If this wording is confusing (I can’t word properly lol), here’s an example:
locationArr: 0x77 0x73 0x77 0x77 0x77 0x73 0x77 0x73 0x00 0x04 0x00 0x04 0x00 0x04 0x00 0x04
--- split into 8-byte arrays ---
splitArr1: 0x77 0x73 0x77 0x77 0x77 0x73 0x77 0x73
splitArr2: 0x00 0x04 0x00 0x04 0x00 0x04 0x00 0x04
--- reverse the order of the arrays ---
splitArr2: 0x00 0x04 0x00 0x04 0x00 0x04 0x00 0x04
splitArr1: 0x77 0x73 0x77 0x77 0x77 0x73 0x77 0x73
--- convert to binary ---
binaryArr1: 0000000000000100000000000000010000000000000001000000000000000100
binaryArr2: 0111011101110011011101110111011101110111011100110111011101110011
--- add the bits together (not a normal OR operation, just go through each bit and add them together) ---
--- (think of it like "vertical binary", where the bottom array is 1 bit, the second to bottom is 2 bits, etc.) ---
final : 0111011101110211011101110111031101110111011102110111011101110211
**4. Block Light & Sky Light [X..??]**
⚠️ WARNING: Data may be inaccurate! ⚠️
I kind of rushed this part of the documentation so, future me, please fix this up.
* X is the block data size, as shown in the Section Data. Add
0x4Cto get the starting offset.[0x1A..0x1B]
There are 4 different “sections” of light, the first 2 dedicated to the SkyLight, and the last 2 being the BlockLight. Since they’re basically the same format, we’ll cover just one section.

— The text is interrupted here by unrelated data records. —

PR #718, opened 2019-08-14
Adding Brazilian Portuguese translations

niugait:
### Changes

Added Brazilian Portuguese translations


joshcanhelp:
*Muito obrigado!*

I have a few PRs coming through (including #715) that will reduce the number of translations we have in these files. I'll ping this thread when we're more stable with those to update your translation files (will mostly be removals).

niugait:
Sure thing! Just let me know and I'll update some of the translations that could use other approach as well.

joshcanhelp:
@niugait - Apologies for the delay! It looks like your fork is deleted now ... I was going to ask you to rebase the `master` branch so we can review (there were a number of strings that were removed). If you're still around and can do that, we'd love to merge this in! Otherwise, do you mind if we use what's here and put through our own PR? 

Thank you!

PR #722, opened 2019-09-05
Remove deprecated basic settings; centralize validation declaration

joshcanhelp:
### Changes

- Remove deprecated method `WP_Auth0_Admin_Basic::render_auth0_app_token()`
- Remove deprecated method `WP_Auth0_Admin_Basic::render_allow_signup_regular_multisite()`
- Remove deprecated method `WP_Auth0_Admin_Basic::render_allow_signup_regular()`
- Remove deprecated method `WP_Auth0_Admin_Basic::render_basic_description()`
- Remove method `WP_Auth0_Admin_Basic::render_auth0_app_token()` and replace with `wp_auth0_ajax_delete_cache_transient()` to handle JWKS delete cache AJAX action.
- Moved `$_description` and `$actions_middlewares` definition to main class

### Testing


WP_Auth0.php
```diff
@@ -561,6 +561,13 @@ public static function get_plugin_dir_url() {
  * Core WP hooks
  */
 
+function wp_auth0_ajax_delete_cache_transient() {
+	check_ajax_referer( 'auth0_delete_cache_transient' );
+	delete_transient( WPA0_JWKS_CACHE_TRANSIENT_NAME );
+	wp_send_json_success();
+}
+add_action( 'wp_ajax_auth0_delete_cache_transient', 'wp_auth0_ajax_delete_cache_transient' );
```
luisrudge: Previously, it just called `exit`. Why are you returning json_success now? https://github.com/auth0/wp-auth0/pull/722/files#diff-729ab756a0f851fef2f036fa7ca87b13L351

joshcanhelp: `wp_send_json_success()` is a core WP function that returns a successful response, then calls `exit` (or `die` which is the same). Just provides a little more feedback to the calling script.

PR #730, opened 2019-10-08
Get new access token via refresh token API

albeja:
Added a class for requesting a new access token via the refresh token (as old "get_token()"-method was deprecated and deleted lately).

Followed the coding style from `WP_Auth0_Api_Exchange_Code.php`.


joshcanhelp:
@albeja - Thanks for this! I'll review as soon as I have a chance.

lib/api/WP_Auth0_Api_Refresh_Access_Token.php
```diff
@@ -0,0 +1,85 @@
...
+
+		return $this
+			->set_path( 'oauth/token' )
+			->add_body( 'grant_type', 'refresh_token' )
+			->add_body( 'client_id', $client_id )
+			->add_body( 'client_secret', $client_secret )
+			->add_body( 'refresh_token', $refresh_token )
+			->post()
+			->handle_response( __METHOD__ );
+
```
joshcanhelp:
```suggestion
```

lib/api/WP_Auth0_Api_Refresh_Access_Token.php
```diff
@@ -0,0 +1,85 @@
...
+	 *
+	 * @return integer
+	 */
+	protected function handle_response( $method ) {
+
+		if ( 401 == $this->response_code ) {
+			WP_Auth0_ErrorManager::insert_auth0_error(
+				__METHOD__ . ' L:' . __LINE__,
+				__( 'An /oauth/token call triggered a 401 response from Auth0. ', 'wp-auth0' ) .
+				__( 'Please check the Client Secret saved in the Auth0 plugin settings. ', 'wp-auth0' )
```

• The first 0x4 bytes [X..X+0x3] defines the length of the light data (minus the header). Multiply by 0x80 to get the actual size. We’ll refer to this size as Y for now.
If the length is
0x00000000, then skip the third bullet point as no light data is actually stored, it’s all defined in the header itself.

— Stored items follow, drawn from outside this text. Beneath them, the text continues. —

PR #734, opened 2019-11-23
Improve OIDC Compliance

joshcanhelp:
### Changes

This update improves the SDK support for OpenID Connect. In particular, it modifies the sign in verification phase by substituting backchannel based checks with id_token validation.

**Note to reviewers:** This re-uses the majority of the PHP SDK token verifier work. [Please see this draft PR](https://github.com/auth0/auth0-PHP/pull/401/files) to review the differences between the core verification classes. ~540 added lines are represented in that diff.

### References

- [OpenID Connect specification: ID token claims to verify](https://openid.net/specs/openid-connect-core-1_0-final.html#IDToken)
- [PHP SDK classes](https://github.com/auth0/auth0-PHP/pull/401/files)

### Testing

**Manual testing:**

1. In wp-admin > Auth0 > Settings, turn Implicit login flow **off** in settings and universal login page **on**.
2. Logout then log back in.
3. Make sure the redirect response from WP includes both state and nonce cookies:

Screenshot 2019-11-25 09 40 04

4. Make sure the /authorize URL has all the expected params:

Screenshot 2019-11-25 11 06 48

5. Log in at Auth0
6. Make sure you're logged in with no errors in the plugin error log
7. Make sure that the nonce and state cookies are deleted on the callback response:

Screenshot 2019-11-25 12 04 27

* [x] This change has been tested on WP 5.3 and PHP 7.0

### Checklist

* [x] All relevant assets have been compiled as directed in the [Contribution guide](CONTRIBUTION.md), if applicable


functions.php
```diff
@@ -117,6 +117,33 @@ function wp_auth0_can_show_wp_login_form() {
 	return false;
 }
 
+/**
```
joshcanhelp: Both of these functions were pulled from the old JWT library.

composer.json
```diff
@@ -4,7 +4,8 @@
     "homepage": "https://auth0.com/wordpress",
     "license": "GPLv2",
     "require": {
-        "php": "^7.0"
+        "php": "^7.0",
+        "lcobucci/jwt": "^3.3.0"
```
joshcanhelp: Previous library was not managed with Composer.

lib/token-verifier/WP_Auth0_AsymmetricVerifier.php
```diff
@@ -0,0 +1,54 @@
+<?php
```
joshcanhelp: [See this diff](https://github.com/auth0/auth0-PHP/pull/401/files#diff-71973553f78976e53afc2cfa2b20d861) for changes from approved PHP SDK ones.

lib/token-verifier/WP_Auth0_IdTokenVerifier.php
```diff
@@ -0,0 +1,265 @@
+<?php
```
joshcanhelp: [See this diff](https://github.com/auth0/auth0-PHP/pull/401/files#diff-3871126b680fac12ec0aa3124b74e102) for changes from approved PHP SDK ones.

lib/token-verifier/WP_Auth0_JwksFetcher.php
```diff
@@ -0,0 +1,76 @@
+<?php
```
joshcanhelp: [See this diff](https://github.com/auth0/auth0-PHP/pull/401/files#diff-8397559345a7685d64dc018493eeb7a1) for changes from approved PHP SDK ones.

lib/token-verifier/WP_Auth0_SignatureVerifier.php
```diff
@@ -0,0 +1,87 @@
+<?php
```
joshcanhelp: [See this diff](https://github.com/auth0/auth0-PHP/pull/401/files#diff-82a6ce33086c518324a561bdd71b8a9b) for changes from approved PHP SDK ones.

lib/token-verifier/WP_Auth0_SymmetricVerifier.php
```diff
@@ -0,0 +1,55 @@
+<?php
```
joshcanhelp: [See this diff](https://github.com/auth0/auth0-PHP/pull/401/files#diff-25934a723f93d7eb12e57c7f8dcf53fe) for changes from approved PHP SDK ones.

lib/WP_Auth0_LoginManager.php
```diff
@@ -232,8 +228,7 @@ public function implicit_login() {
 		$id_token_param = ! empty( $_POST['id_token'] ) ? $_POST['id_token'] : $_POST['token'];
 		$id_token       = sanitize_text_field( wp_unslash( $id_token_param ) );
 
-		$jwt_verifier  = new WP_Auth0_Id_Token_Validator( $id_token, $this->a0_options );
-		$decoded_token = $jwt_verifier->decode( true );
+		$decoded_token = $this->decode_id_token( $id_token );
 		$decoded_token = $this->clean_id_token( $decoded_token );
```
lbalmaceda: better to return token as is and not let the library modify its contents

lib/WP_Auth0_LoginManager.php
```diff
@@ -573,6 +562,31 @@ protected function die_on_login( $msg = '', $code = 0 ) {
...
+	 */
+	private function decode_id_token( $id_token ) {
+		$idTokenIss  = 'https://' . $this->a0_options->get( 'domain' ) . '/';
+		$sigVerifier = null;
+		if ( 'RS256' === $this->a0_options->get( 'client_signing_algorithm' ) ) {
+			$jwks        = ( new WP_Auth0_JwksFetcher() )->getKeys();
+			$sigVerifier = new WP_Auth0_AsymmetricVerifier( $jwks );
+		} elseif ( 'HS256' === $this->a0_options->get( 'client_signing_algorithm' ) ) {
+			$sigVerifier = new WP_Auth0_SymmetricVerifier( $this->a0_options->get( 'client_secret' ) );
+		}
```
lbalmaceda: "else" scenario????

Also, you're doing `$this->a0_options->get( 'client_signing_algorithm' )` twice. Seems like it can be extracted. Does it have performance impact?

lib/WP_Auth0_LoginManager.php
```diff
@@ -573,6 +562,31 @@ protected function die_on_login( $msg = '', $code = 0 ) {
...
+
+		$verifierOptions = [
+			'nonce'   => WP_Auth0_Nonce_Handler::get_instance()->get_once(),
```
lbalmaceda: was about to say "typo" but I'm not sure if this is intentional or not. On other places, you call `get_unique`. Please, evaluate.

lib/admin/WP_Auth0_Admin_Advanced.php
```diff
@@ -461,8 +461,9 @@ public function migration_ws_validation( array $old_options, array $input ) {
 		}
 
 		try {
-			$token_decoded               = JWT::decode( $input['migration_token'], $secret, [ 'HS256' ] );
-			$input['migration_token_id'] = isset( $token_decoded->jti ) ? $token_decoded->jti : null;
+			$signature_verifier          = new WP_Auth0_SymmetricVerifier( $secret );
```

• The next 0x80 bytes [X+0x4..X+0x83] is the light data header. Every byte is an offset pointing to where the light data should be retrieved from (each offset points to somewhere in the light data section, each taking up 0x80 bytes). Multiply the offset by 0x80 to get the actual offset in the light data. If an offset is 0x80, then the 128 bytes should all be filled with 0x00, and if the offset is 0x81, all 128 bytes should be 0xFF.
• The rest of the bytes for the section [X+0x84..(X+0x84)+Y] make up the light data itself, but only if the light data length is more than 0.
**5. Height Map, TerrainPopulatedFlags, & Biomes [0x??..(0x??+0x202)]**
• The first 0x100 bytes store the HeightMap byte array.
• The next 0x2 bytes store the short TerrainPopulatedFlags.
• The last 0x100 bytes store the Biomes byte array.
**6. Raw NBT Data [0x??..]**
• The rest of the file contains raw NBT data. You can tell where it starts by looking for the header (0x0A 0x00 0x00).